Part of it all is the will to find enjoyment in things. For as insurmountable of a task as it might seem to be, honestly, a lot of it is in simple will. I will myself to enjoy things. I will myself to find happiness in smiles and the in betweens. Sure I have a mountain of things that keep me busy, but ultimately, I can choose to dread the day or find satisfaction in my work.

I’m not talking about going hippy and hugging every blasted thing around, but there comes a moment where you or I can choose to get up on the board and ride the wave. It’s a joining with life, rather than trying to redirect it.

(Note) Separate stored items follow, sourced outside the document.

PR #8231, opened 2025-10-09
fix(mdn): handle duplicate UTM parameters

caugner:
## Description

Updates the `mdn.legacy_action` and `mdn.legacy_page` views to keep only the last occurrence of each UTM key (later one wins).

Resolves the `Scalar subquery produced more than one element` error with [this query](https://sql.telemetry.mozilla.org/queries/96339) when using `mdn.legacy_page` instead of `mdn_yari.page`.

* (none)


sql/moz-fx-data-shared-prod/mdn/legacy_action/view.sql
```diff
@@ -102,10 +102,20 @@ CREATE OR REPLACE VIEW
...
+                SELECT
+                  REGEXP_EXTRACT(kv, r'^utm_(.*?)=') AS key,
+                  REGEXP_EXTRACT(kv, r'=(.*)$') AS value,
+                  off
+                FROM
+                  UNNEST(REGEXP_EXTRACT_ALL(JSON_VALUE(event_extra.url), r'[?&](utm_[^&]+)')) AS kv
+                  WITH OFFSET off
+              )
+            QUALIFY
+              ROW_NUMBER() OVER (PARTITION BY key ORDER BY off DESC) = 1
```
LeoMcA, line 118: I had to read up on this, and it seems correct: I presume you've tested it?

Is it possible to do this a bit more simply with something like `LIMIT 1` in the subquery?

caugner: I did indeed test it.

Here's a potential alternative using `ARRAY_AGG()` and `GROUP BY` on the outer query:

```sql
SELECT
  key,
  (ARRAY_AGG(value ORDER BY off DESC LIMIT 1))[OFFSET(0)] AS value
FROM (
  SELECT
    REGEXP_EXTRACT(kv, r'^utm_(.*?)=') AS key,
    REGEXP_EXTRACT(kv, r'=(.*)$') AS value,
    off
  FROM UNNEST(REGEXP_EXTRACT_ALL(JSON_VALUE(event_extra.url), r'[?&](utm_[^&]+)')) AS kv
  WITH OFFSET off
)
GROUP BY key
```

Is this what you had in mind?

LeoMcA: It's not really any simpler is it! Approved as is 🚀

PR #8285, opened 2025-10-17
fix: fix the win10 targeting model to correctly account for inactive accounts

LiamMcFall:
## Description

This PR corrects a bug in our windows 10 user targeting.
- accounts were being pulled from the submission_date. It should have been pulling from pings ~14 days ago.
- an account could show up multiple times in users_services_last_seen. This has been updated to remove any account from syncing that had any activity in users_services_last_seen from within the last 2 weeks.

The erroneous data from 2025-10-01 to 2025-10-14 will remain in this table to ensure that users who have already been emailed but may qualify again in the future do not get re-added to the table. This table will correctly sync starting with a submission date of 2025-10-16.

* DENG-9051

### DIFF
--- a/sql/moz-fx-data-shared-prod/braze_derived/fxa_win10_users_historical_v1/query.sql
+++ b/sql/moz-fx-data-shared-prod/braze_derived/fxa_win10_users_historical_v1/query.sql
@@ -34,30 +34,43 @@ WITH win10_users AS (
   FROM
     `moz-fx-data-shared-prod.firefox_desktop.fx_accounts`
   WHERE
-    DATE(submission_timestamp) = @submission_date
+    DATE(submission_timestamp) = DATE_SUB(@submission_date, INTERVAL 14 day)
     AND `mozfun.norm.windows_version_info`(
       client_info.os,
       client_info.os_version,
       client_info.windows_build_number
     ) = 'Windows 10'
 ),
-last_seen_14_days AS (
-  SELECT
-    user_id_sha256,
-    MIN(days_seen_bits) AS last_seen_min
+seen_within_14_days AS (
+  SELECT DISTINCT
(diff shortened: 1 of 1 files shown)


sql/moz-fx-data-shared-prod/braze_derived/fxa_win10_users_historical_v1/query.sql
```diff
@@ -34,30 +34,43 @@ WITH win10_users AS (
...
-    last_seen_min = 16384
+    AND mozfun.bits28.active_in_range(days_seen_bits, -13, 14)
+),
+last_seen_14_days AS (
+  SELECT DISTINCT
+    last_seen.user_id_sha256,
+    last_seen.submission_date
+  FROM
+    `moz-fx-data-shared-prod.accounts_backend_derived.users_services_last_seen_v1` AS last_seen
+  LEFT JOIN
```
chelseyklein, line 59: should this be an inner join? looks like you want to filter on `seen_recently` but a left join would include users not in that CTE, right?

LiamMcFall: That's actually what I want. Sometimes users show up multiple times (across different services) for the same submission date in users_services_last_seen_v1. So I want to exclude any that show up in `seen_recently` at all

LiamMcFall: So `last_seen_14_days` is the full scope of superset potential accounts to target based on inactivity and then I want to make sure I am excluding any that may have shown up anywhere in the last 2 weeks so I am finding those users in the `seen_within_14_days` subset and doing that join in order to remove them from the superset.

PR #8288, opened 2025-10-19
Add openai package to BQETL

kwindau:
## Description

This PR adds the Python package `openai` to the BQETL repo. This package will be used to help summarize information as part of the "Market Intel Bot" project.


kwindau:
> Neither approve nor deny, but it seems odd to me to add a new package that isn't being used. What's the reasoning for adding this without any functionality depending on it?

@mikewilli `openai` depends on `distro`, `httpcore` and `httpx`, and `httpx` depends on `anyio`.  So basically it just added all the dependencies it needed that it didn't have to add `openai`.  

Also I just wanted to make sure people were OK with me adding the package before I add in the code I have that actually uses the package.

mikewilli:
>@mikewilli openai depends on distro, httpcore and httpx, and httpx depends on anyio. So basically it just added all the dependencies it needed that it didn't have to add openai.

I understand that `openai` has dependencies of its own getting added here, I just meant `openai` itself. It's being added but not used anywhere in the code.

>Also I just wanted to make sure people were OK with me adding the package before I add in the code I have that actually uses the package.

I'd suggest we don't add packages independent of functionality. As an example, if we were adding a CLI to an existing app that didn't have one, we wouldn't add `click` in a PR and then go add the CLI functionality later. It's hard to determine whether its worth including without knowing why.

If you're interested in gathering feedback before spending the time implementing functionality, perhaps a proposal would be a better initial route?

kwindau:
> > @mikewilli openai depends on distro, httpcore and httpx, and httpx depends on anyio. So basically it just added all the dependencies it needed that it didn't have to add openai.
> 
> I understand that `openai` has dependencies of its own getting added here, I just meant `openai` itself. It's being added but not used anywhere in the code.
> 
> > Also I just wanted to make sure people were OK with me adding the package before I add in the code I have that actually uses the package.
> 
> I'd suggest we don't add packages independent of functionality. As an example, if we were adding a CLI to an existing app that didn't have one, we wouldn't add `click` in a PR and then go add the CLI functionality later. It's hard to determine whether its worth including without knowing why.
> 
> If you're interested in gathering feedback before spending the time implementing functionality, perhaps a proposal would be a better initial route?

I can just submit this change to add the package in the PR with the actual code using the package if that's the preferred method, no worries! Will close this and add it into the other PR.

PR #5659, opened 2024-05-24
[DENG-3889] Rewrite events_stream_v1 for better performance

BenWu:
DENG-3889

Changes:
- replace two (out of five) of the javascript udfs usages with a sql udf
- rearrange ctes so most of the udfs are called per event ping rather than on the unnested events

### performance

1% sample (sample_id = 1) on firefox desktop for 2024-05-22:
changes | slot hours | job id (backfill-2)
-- | -- | --
base | 24.5 | bquxjob_7a85e33a_18fab4919e3
rearranged | 5.7 | bquxjob_4ababcd5_18fab3b62ea
sql udfs | 4.3 | bquxjob_129253ac_18fab52d5c9
rearranged + sql udfs | 3.4 | bquxjob_4145760d_18fab765f03

100% of firefox desktop for 2024-05-22 (both overwriting a clustered partition):

changes | slot hours | job id (backfill-2)
-- | -- | --
base (airflow run) | 3910 😵‍💫 | bqjob_r6deaccf950e8d7f5_0000018fa35c4fce_1
rearranged + sql udfs | 699 | bquxjob_5293faeb_18fab5ab707

I'm mostly confident the output is equivalent because this doesn't throw any errors:
```sql
SELECT
  mozfun.assert.json_equals(from_map_event_extra(event.extra), mozfun.json.from_map(event.extra)),
  mozfun.assert.json_equals(from_map_experiment(ping_info.experiments), mozfun.json.from_map(ping_info.experiments)),
FROM
  `moz-fx-data-shared-prod.firefox_desktop_stable.events_v1`
CROSS JOIN 
  UNNEST(events) AS event
WHERE 
  DATE(submission_timestamp) IN ('2024-05-22')
  AND sample_id = 1
```
Also ran this for fenix and ios

Checklist for reviewer:

- [ ] Commits should reference a bug or github issue, if relevant (if a bug is referenced, the pull request should include the bug number in the title).
- [ ] If the PR comes from a fork, trigger integration CI tests by running the [Push to upstream workflow](https://github.com/mozilla/bigquery-etl/actions/workflows/push-to-upstream.yml) and provide the `<username>:<branch>` of the fork as parameter. The parameter will also show up
in the logs of the `manual-trigger-required-for-fork` CI task together with more detailed instructions.
- [ ] If adding a new field to a query, ensure that the schema and dependent downstream schemas have been updated.
[...]

PR #8291, opened 2025-10-20
refactor(mozfun): Convert JavaScript UDFs in `mozfun.json` into SQL UDFs (DENG-9782)

sean-rose:
## Description
The [JSON_KEYS](https://cloud.google.com/bigquery/docs/reference/standard-sql/json_functions#json_keys) function is no longer in preview as of [2025-09-16](https://cloud.google.com/bigquery/docs/release-notes#September_16_2025), and this should improve the performance of queries which use those UDFs.

* DENG-9782: Convert JavaScript UDFs in `mozfun.json` into SQL UDFs

### DIFF
--- a/sql/moz-fx-data-shared-prod/search_terms/sanitization_job_languages/view.sql
+++ b/sql/moz-fx-data-shared-prod/search_terms/sanitization_job_languages/view.sql
@@ -8,4 +8,4 @@ SELECT
 FROM
   `moz-fx-data-shared-prod.search_terms_derived.sanitization_job_metadata_v2`
 CROSS JOIN
-  UNNEST(mozfun.json.js_extract_string_map(approximate_language_proportions_json)) AS lang
+  UNNEST(mozfun.json.extract_string_map(approximate_language_proportions_json)) AS lang
--- a/sql/moz-fx-data-shared-prod/subscription_platform_derived/nonprod_stripe_subscriptions_history_v1/query.sql
+++ b/sql/moz-fx-data-shared-prod/subscription_platform_derived/nonprod_stripe_subscriptions_history_v1/query.sql
@@ -144,7 +144,7 @@ product_capabilities AS (
   FROM
     `moz-fx-data-shared-prod`.stripe_external.nonprod_product_v1 AS products
   JOIN
-    UNNEST(mozfun.json.js_extract_string_map(metadata)) AS metadata_items
+    UNNEST(mozfun.json.extract_string_map(metadata)) AS metadata_items
     ON metadata_items.key LIKE 'capabilities%'
   JOIN
     UNNEST(SPLIT(metadata_items.value, ",")) AS capability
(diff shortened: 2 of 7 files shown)


sql/mozfun/json/from_nested_map/udf.sql
```diff
@@ -1,21 +1,45 @@
...
+                      []
+                    ),
+                    COALESCE(ARRAY_AGG(key_value_pair.value ORDER BY key_value_pair_offset), [])
+                  )
+                FROM
+                  UNNEST(JSON_QUERY_ARRAY(input[key])) AS key_value_pair
+                  WITH OFFSET AS key_value_pair_offset
+                WHERE
+                  key_value_pair.key IS NOT NULL
+                  AND key_value_pair.value IS NOT NULL
```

I know so many people who spend so much time decrying every moment they’ve lived. Such-n-such didn’t work out, who-n-who turned out to be a prick. There’s a healthy time to reflect and learn, but the world is full of a million reasons to stay miserable and never get up out of bed. In my corner of the universe, I can choose to complain at the drudgery of everything, or I can adapt to a new perspective that sees the beauty in nearly everything.

I know, still hippy-ish, right?

Okay, look at a kid. A kid can experience the same story, read a thousand times, and scream with glee each and every time. A child can hold on to the wonder of life. A child can kick her legs and enjoy the breeze on the swing, then kick her legs for an hour more and love each time. Again! Again! Again!

But as we grow up, we forget. We forget how to hold on to happiness. We’re worn down from reality. We abandon happiness for realism. We convince ourselves that there is nothing to smile about, only the doldrums of the never ending cycle of life.

Meh.

Some say that the universe is a cold and dead machine, spinning and gyrating with predictable forces and mechanisms that force the same pattern. The sun rises; the sun sets. Surely, some say, God does not exist, because, otherwise, why the boring pattern?

Ah, but what if God has never given up his child-likeness? What if he sees the magic of a sunrise and yells “Again!” each and every day? Is it such a crime to value the beauty of every day?

So, two weeks, new class. I’m stoked.